Марина сунула портрет в печку. Пламя жарко лизнуло его, холст вспыхнул. Грусть стеснила ее сердце. Она никогда не думала, что давно прошедшее и отболевшее будет иметь над ней такую власть. Но воспоминания о минувшей радости и печали болезненно отзывались в ее душе. Она, оказывается, ничего не забыла. Ничего!
Впервые она его увидела на даче профессора живописи Михаила Михайловича Баскакова. На нем был светло-серый костюм, выгодно оттенявший загорелую мускулистую шею. С ней он держался просто, слегка покровительственно. А когда увидел ее работы, принесенные на просмотр профессору, пришел в восторг. «Вы меня покорили», — сказал он. Она, очевидно, тогда сильно покраснела, потому что он, взглянув на нее, засмеялся и добавил: «Вы прелесть». Похвала польстила Марине. А профессор погрозил ему пальцем: «Не играй на самолюбии, Колбин. Это нечестно». Он опять засмеялся и, лукаво взглянув на нее, сказал: «Не верьте профессору, Марина Семеновна. Без самолюбия нельзя прожить. О-о-о! Самолюбие — тот рычаг, которым Архимед хотел приподнять земной шар!» Да, у Колбина был острый язык. В душе он считал себя художником, любил французскую живопись. Перед мысленным взором Марины возникла картина, висевшая у него в квартире. Геркулес, послушно взявший прялку Омфалы. Марина улыбнулась, вспомнив его слова: «Ты моя Омфала». Она хотела, чтобы он стал ее Геркулесом, но жизнь безжалостно разрубила все узы, связывающие их.
Воскресные дни они любили проводить вместе. Марина приезжала к нему с утра, они вместе завтракали, потом отправлялись куда-нибудь за город, купались, загорали и под вечер, усталые, счастливые, возвращались в Москву.
Очередное воскресенье обещало быть ярким, солнечным; небо высокое, синее, без облаков. Ясно было и на сердце Марины. Она мечтала, что напишет еще не одну картину. Может быть, перейдет учиться в институт имени Сурикова. На этом настаивает профессор Баскаков. Главное, есть любимый человек, а с ним не страшны трудности. С утра Марина отправилась на базар, купила клубнику — любимое его блюдо — и поехала к нему.
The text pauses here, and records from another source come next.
Issue #932, opened 2017-02-28
Galera: mysql can't write into the mktemp created file


SDV-jwe:
Hello all!

The galera resource agent has a problem determining the last cluster commit id because the mysql can't write to the temporary created file using mktemp.
For example:
local tmp=$(mktemp) is creating the temp file with root u+rw:
-rw-------   1 root    root      0 Feb 28 13:21 tmp.Q5LAsdR8EE

Now the mysqld_safe process, which is usually running under other user like "mysql" can't write it's log in this file!

Not sure if thats a normal issue on all distris but its a problem on our centos 6 machine.

This is my fix for that issue using the current master:

`--- galera.orig 2017-02-28 13:18:39.274026052 +0100
+++ galera      2017-02-28 13:18:46.530401104 +0100
@@ -519,7 +519,7 @@
     ocf_log info "attempting to detect last commit version by reading ${OCF_RESKEY_datadir}/grastate.dat"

На звонок вышла полнеющая женщина, сохранившая следы былой красоты. Марина приняла ее за родственницу Евгения и спросила тоном, каким обычно спрашивают о близком человеке: «Дома?» Женщина смерила ее надменным взглядом. Марине стало не по себе. И вдруг прозвучало: «шлюха», и дверь захлопнулась.
Марина не помнила, как она добралась до общежития и одетая свалилась в постель. Не помнила, сколько пролежала в трансе, а когда очнулась, в комнате уже было темно. Она, как пьяная, поднялась с постели и настежь открыла окно. Ах, как болела душа! Как болела! Сколько слез она пролила, уронив голову на подоконник! Затуманенными глазами она смотрела на огни Москвы, но они не вызывали в ней больше ощущения радости. А она любила эти бегущие и переливающиеся огни. Сколько раз, вот так же, как сейчас, она стояла у окна и созерцала ночную Москву, тесно прижавшись к сильному телу Евгения. Теперь она одна, одна, и сердце мечется в груди. В комнате было тихо. Подруги-однокурсницы в субботу уехали на экскурсию и еще не вернулись. Вдруг дверь с шумом открылась. Марина даже не шелохнулась, она думала, что приехали девушки, и не хотела, чтобы они видели ее расстроенной.